The following steps:
a) mixing deionized water, dimethyl sulfate, dimethylformamide and cyanocobalamin;
b) heating to 30 ° C. and replacing the air atmosphere with nitrogen;
c) preparing a mixture of sodium borohydride, 2N sodium hydroxide and deionized water;
d) adding the mixture of step c) over 30 minutes to the suspension of cyanocobalamin of step a) at a temperature below 40 ° C. and holding at 40 ° C. for 1.5-3 hours;
e) cooling to 10 ° C. and holding at this temperature for 60 minutes,
f) Filtering, washing with acetone, drying in vacuum at 40 ° C. to a moisture content of less than 13%, and g) a purification process comprising methylcobalamin.   Process according to claim 1, characterized in that step a) comprises a mixture of deionized water, dimethyl sulfate, dimethylformamide and cyanocobalamin.   The process according to claim 1, characterized in that the yield is 78-82% methylcobalamin.   The process according to claim 1, characterized in that the purification process of step g) is carried out by slurrying. The following steps:
a) adding the resulting crude methylcobalamin to deionized water;
b) stirring for 60 minutes at ambient temperature;
c) filtering and washing with acetone;
d) adding a 4: 1 mixture of acetone / deionized water to slurried methylcobalamin and stirring for 60 minutes at ambient temperature;
5. Process according to claim 4, characterized in that it comprises the steps of e) filtering, washing with acetone and drying in vacuum at 40 [deg.] C. to a moisture content of less than 13%.   5. Procedure according to claim 4, characterized in that the overall yield of methylcobalamin is 75-78% p / p relative to the starting cyanocobalamin.   Process according to claim 4, characterized in that the purification process of step g) is carried out by adsorption onto a resin. The following steps:
a) suspending crude methylcobalamin in deionized water and adjusting to pH 2.3-2.6 with 9% HCl;
b) preparing a column containing 100 mL of adsorbent resin previously activated with methanol and washed with deionized water;
c) adding methylcobalamin dissolved in water at a flow rate of 7 mL / min;
d) When finished, wash with deionized water using silver nitrate reagent until evidence of the absence of chloride is obtained;
e) preparing three methanol / water 9: 1 mixtures in advance and a fourth methanol / water 1: 1,
f) When the washing with water in step d) is completed, a methanol / water mixture is added at a flow rate of 10 mL / min, and the fraction that comes out is collected.

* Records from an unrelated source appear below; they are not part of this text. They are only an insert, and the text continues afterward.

Issue #2763, opened 2017-08-04
Migrate to use style instead of role


kanitw:
Still need to produce a TODO based on discussion on slack...

kanitw:
- [ ] use style instead of role for marks
- [ ] make row-header/title use the right style
- [ ] cell style
- [ ] redirect mark-specific config to styles

kanitw:
- [ ] undo the docs here https://github.com/vega/vega-lite/pull/2670/files

kanitw:
- [ ] redirect `title`
- [ ] Make sure header labels output hardcoded orient, anchor, and offset

PR #2828, opened 2017-08-11
Make layout header uses the right style

kanitw:
Final part of #2763


kanitw:
Most of the SVG change should be mainly from `"black"` to `#000` that we use in Vega-parser

kanitw:
@arvind  -- Hmm, I regenerate in my machine but somehow it has no change.

test-runtime/translate.test.ts
```diff
@@ -126,7 +126,11 @@ import {
         it(`should work with shared scales in ${specType} views`, function() {
           for (let i = 0; i < hits[specType].length; i++) {
             embed(spec(specType, 0, {type, ...binding},
+<<<<<<< HEAD
```
domoritz: FIXME

Issue #2774, opened 2017-08-04
Facet default sort incorrect for binned facet


kanitw:
```
{
  "$schema": "https://vega.github.io/schema/vega-lite/v2.json",
  "data": {"url": "data/cars.json"},
  "facet": {"row": {"bin": {"maxbins": 4}, "field": "Displacement","type": "quantitative"}},
    "spec": {
      "mark": "point",
      "encoding": {
        "x": {"field": "Horsepower","type": "quantitative"},
        "y": {"field": "Acceleration","type": "quantitative"}
      }
    }
}
```

![vega_editor](https://user-images.githubusercontent.com/111269/28990470-9bef08e6-7932-11e7-9a5d-f0d4c28e282c.png)

kanitw:
Adding color shows that the only incorrect thing is labels:

![vega_editor](https://user-images.githubusercontent.com/111269/28991457-cef7f068-793c-11e7-9fc3-a95946ec9c62.png)

domoritz:
Aren't we adding the correct sort block?

```json
      "sort": {
        "field": "datum[\"bin_maxbins_4_Displacement\"]",
        "order": "ascending"
      },
```

yyyliu:
I also encountered this bug in Voyager ...

<img width="911" alt="screen shot 2017-08-10 at 12 40 50 pm" src="https://user-images.githubusercontent.com/25254084/29188890-797da146-7dc9-11e7-879e-21188c3d11b6.png">

kanitw:
@domoritz 

`bin_maxbins_4_Displacement` doesn't exist (we only have _range, _start, _end) and I think currently we only have range for the label, but we need to sort by `_start` (or `_end`) as range is string, not number.

domoritz:
I see. It is odd that we are sorting the cells after the range, not the start, though.

PR #2834, opened 2017-08-11
Move Facet's sort to FacetFieldDef, not header

### LINKED ISSUE #2829: header.sort should be a part of FacetFieldDef, not header.sort

kanitw:
to be consistent with FieldDef

Fix #2829


domoritz:
Does this also fix https://github.com/vega/vega-lite/issues/2774?

kanitw:
> Does this also fix #2774?

Nope -- this only moves things in the schema.

PR #3381, opened 2018-02-14
Consistently use font weight.

domoritz:


src/vega.schema.ts
```diff
@@ -1276,7 +1278,7 @@ export interface VgTitleConfig {
   /**
    * Font weight for title text.
    */
-  fontWeight?: FontWeight | FontWeightNumber;
+  fontWeight?: FontWeight;
```
kanitw: Take this chance to update the description to says that this could be either string e.g,. ("bold") or a number (100, 200, 300, ..., 900 where normal = 400 and bold = 700)?

domoritz: Good idea.

domoritz:
Pushed update

PR #3386, opened 2018-02-15
Do not group by cursor

domoritz:


kanitw:
Cursor isn't an encoding channel  (yet) so not sure what's this for?

Issue #3387, opened 2018-02-15
Legend title=false is shown as "false"


nyurik:
In an encoding channel, using `"legend": {"title": false}` shows a string "false" instead of the expected no title.

kanitw:
`title` has a string type,  so `false` would be coerced to a string.   Please use `""` or `null` instead.

nyurik:
Thanks, makes sense. Could VL  throw an error, or at least a warning?  If the value has unexpected type, it is not a valid spec, and this would allow users to self-correct things much more rapidly?

kanitw:
Actually, let me just add a check for false too.  It's kinda dumb to coerce type here anyway.

kanitw:
(I won't add boolean to the schema / docs, but I think it's a reasonable fallback not to show anything)

domoritz:
Agreed with @kanitw. This is a good starter task.

kanitw:
Fixed in https://github.com/vega/vega-lite/pull/3388#pullrequestreview-97052085

PR #3388, opened 2018-02-16
Make `title=false` means title is hidden

kanitw:
Fix https://github.com/vega/vega-lite/issues/3387

### DIFF
--- a/src/compile/axis/parse.ts
+++ b/src/compile/axis/parse.ts
@@ -317,7 +317,12 @@ function getProperty<K extends keyof VgAxis>(property: K, specifiedAxis: Axis, c
     case 'ticks':
       return properties.ticks('ticks', specifiedAxis, isGridAxis, channel);
     case 'title':
-      return getSpecifiedOrDefaultValue(specifiedAxis.title, properties.title(specifiedAxis.titleMaxLength, fieldDef, model.config)) || undefined;
+      return getSpecifiedOrDefaultValue(
+        // For falsy value, keep undefined so we use default,
+        // but use null for '', null, and false to hide the title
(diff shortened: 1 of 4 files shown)


src/compile/axis/parse.ts
```diff
@@ -317,7 +317,12 @@ function getProperty<K extends keyof VgAxis>(property: K, specifiedAxis: Axis, c
     case 'ticks':
       return properties.ticks('ticks', specifiedAxis, isGridAxis, channel);
     case 'title':
-      return getSpecifiedOrDefaultValue(specifiedAxis.title, properties.title(specifiedAxis.titleMaxLength, fieldDef, model.config)) || undefined;
+      return getSpecifiedOrDefaultValue(
+        // For falsy value, keep undefined so we use default,
+        // but use '' for '' and false to hide the title
+        specifiedAxis.title || (specifiedAxis.title === undefined ? undefined : ''),
+        properties.title(specifiedAxis.titleMaxLength, fieldDef, model.config)
+      ) || undefined;
```
domoritz: I think this `|| undefined` is not needed anymore.

test/compile/axis/parse.test.ts
```diff
@@ -113,20 +113,22 @@ describe('Axis', function() {
...
 
-    it('should not set title if title  = null', function() {
-      const model = parseUnitModelWithScale({
-        mark: "point",
-        encoding: {
-          x: {
-            field: "a",
-            type: "quantitative",
-            axis: {title: null}
+    it('should not set title if title  = null, \'\', or false', function () {
```
domoritz: use "" instead of \'\'

PR #3391, opened 2018-02-17
Use varName to replace . with _ in bin signals. 

### LINKED ISSUE #3390: Property "step" in histogram produces no output when "step" < 1
I am fairly new to Vega-Lite, so this may be due to my relative ignorance, but there's something I stumbled upon while playing around in the [online Vega-Lite Editor](https://vega.github.io/editor/#/custom/vega-lite) that may be a bug or at perhaps something that could use a note in the documentation.

I've been trying to create a histogram while specifying the step-size with the `step` property. 

The following will produce an output as expected:

```
{
  "transform": [{
    "bin": {"step":0.5},
    "field": "IMDB_Rating",
    "as": "bin_IMDB_Rating"
  }],
  "mark": "bar",
  "encoding": {
    "x": {
      "field": "bin_IMDB_Rating",
      "type": "ordinal"
    },
    "y": {
      "aggregate": "count",
      "type": "quantitative"
    }
  }
}
```

screen shot 2018-02-16 at 2 46 23 pm

However, when I specify `step` in the `x` property within `encoding`, it will *only* create a plot when `step` is *integer*:

```
{
  "data": {
    "url": "data/movies.json",
    "format": {
      "type": "json"
    }
  },
  "mark": "bar",
  "encoding": {
    "x": {
      "bin": {"step": 0.5},
      "field": "IMDB_Rating",
      "type": "quantitative"
    },
    "y": {
      "aggregate": "count",
      "type": "quantitative"
    }
  }
}
```
This produces:

screen shot 2018-02-16 at 2 50 33 pm

Is this expected behaviour? Does the property `step` mean different things when used within `encoding` than when it does for `transform`?

domoritz:
Fixes #3390

### DIFF
--- a/src/compile/data/bin.ts
+++ b/src/compile/data/bin.ts
@@ -31,32 +31,18 @@ function binKey(bin: BinParams, field: string) {
   return `${binToString(bin)}_${field}`;
 }
 
-function isModelParams(p: {model: Model} | {signal?: string, extentSignal?: string}): p is {model: Model} {
-  return !!p['model'];
-}
-
-function getSignalsFromParams(
-  params: {model: Model} | {signal?: string, extentSignal?: string},
-  key: string
-) {
-  if (isModelParams(params)) {
-    const model = params.model;
-    return {
-      signal: model.getName(`${key}_bins`),
-      extentSignal: model.getName(`${key}_extent`)
-    };
-  }
-  return params;
+function getSignalsFromModel(model: Model, key: string) {
+  return {
+    signal: model.getName(`${key}_bins`),
+    extentSignal: model.getName(`${key}_extent`)
+  };
 }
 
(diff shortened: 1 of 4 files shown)


src/compile/data/bin.ts
```diff
@@ -126,7 +126,7 @@ export class BinNode extends DataFlowNode {
    * Creates a bin node from BinTransform.
    * The optional parameter should provide
    */
-  public static makeFromTransform(t: BinTransform, params: {model: Model} | {signal?: string, extentSignal?: string}) {
```
domoritz: @kanitw note that I just removed this and things still compile. Not sure why this was needed.

kanitw: someone forgot to remove it?

kanitw: Use blame to check?

PR #3394, opened 2018-02-20
use vega-util's error instead of util.error

rgbkrk:
[`util.error` is the deprecated predecessor to `console.error`](https://nodejs.org/api/util.html#util_util_error_strings).

As suggested in this PR, this uses `vega-util`'s error, which _will_ throw rather than erroring in the console.

Can this also get backported to the 1.x line?

### DIFF
--- a/src/compile/projection/assemble.ts
+++ b/src/compile/projection/assemble.ts
@@ -1,4 +1,4 @@
-import {error} from 'util';
+import {error} from 'vega-util';
 import {contains} from '../../util';
 import {isVgSignalRef, VgProjection, VgSignalRef} from '../../vega.schema';
 import {isConcatModel, isLayerModel, isRepeatModel, Model} from '../model';


kanitw:
Thank for proposing.  However, our util is not node.js util.   Using our util means that users can redirect the error/warnings to other log listener instead of the console.  Thus, we won't accept this change.

kanitw:
Actually, this one uses node.js util by mistake.  So this is a valid point.

kanitw:
But we should replace it with our util's error, not console.error.

rgbkrk:
Happy to switch it over to your util's error too, gimme a sec here.

kanitw:
Actually there are in here: https://github.com/vega/vega-lite/blob/master/src/log.ts, but I can't remember why we only have warn, info, but not error.  @domoritz any idea?

rgbkrk:
Ok, just let me know which to use and I'm happy to switch this up.

domoritz:
I think we just throw exceptions when we have an error as there is no way to recover from errors.

jheer:
Yes, the vega-util [`error`](https://github.com/vega/vega-util/blob/master/src/error.js) method is simply a convenience for throwing an `Error`. It is handy as it enables use within a ternary expression, plus I believe using it (ever so slightly) reduces the code size.

rgbkrk:
Switched this over to `vega-util`s `error` to keep it consistent, updating title + description now.

kanitw:
Thanks

rgbkrk:
Same with #3395, can you backport this change to 1.x?

kanitw:
Sure. Please submit another PR(s) with target branch = `1.x`.  You might want to fork from `1.x` though as the code has changed a lot since then.

PR #3395, opened 2018-02-20
switch from node's util to vega-util for isString

rgbkrk:
`util.isString` [is deprecated](https://nodejs.org/api/util.html#util_util_isstring_object) and `vega-util` provides `isString` as well.

I'd like to get rid of all usage of node's `util` in this project (also see #3394), to make it simpler to work with webpack and conflicting definitions of browser side `util` versions. Unfun story at the moment.

I'd also love to see this change as part of the 1.x line.

### DIFF
--- a/src/toplevelprops.ts
+++ b/src/toplevelprops.ts
@@ -1,4 +1,5 @@
-import {isString} from 'util';
+import {isString} from 'vega-util';
+
 import * as log from './log';
 
 /**


src/toplevelprops.ts
```diff
@@ -58,7 +57,7 @@ export interface AutoSizeParams {
 }
 
 function _normalizeAutoSize(autosize: AutosizeType | AutoSizeParams) {
-  return isString(autosize) ? {type: autosize} : autosize || {};
+  return typeof autosize === 'string' ? {type: autosize} : autosize || {};
```
kanitw: Let's use isString in our local util instead?

rgbkrk: Done, and rebased.

rgbkrk:
Addressed the linting nit triggered by CI as well.

kanitw:
Thanks ;)

rgbkrk:
No prob, can you also backport this change to 1.x?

g) concentrating in vacuo at a temperature of 45-50 ° C.
h) adding acetone within 30 minutes;
i) stirring at ambient temperature for 4.0 hours, filtering the product in vacuo, washing with acetone and drying in vacuo at 40 ° C. for 6 hours until less than 13% moisture. The process of claim 7.   8. Procedure according to claim 7, characterized in that the overall yield of methylcobalamin is 88-92% p / p relative to the starting cyanocobalamin.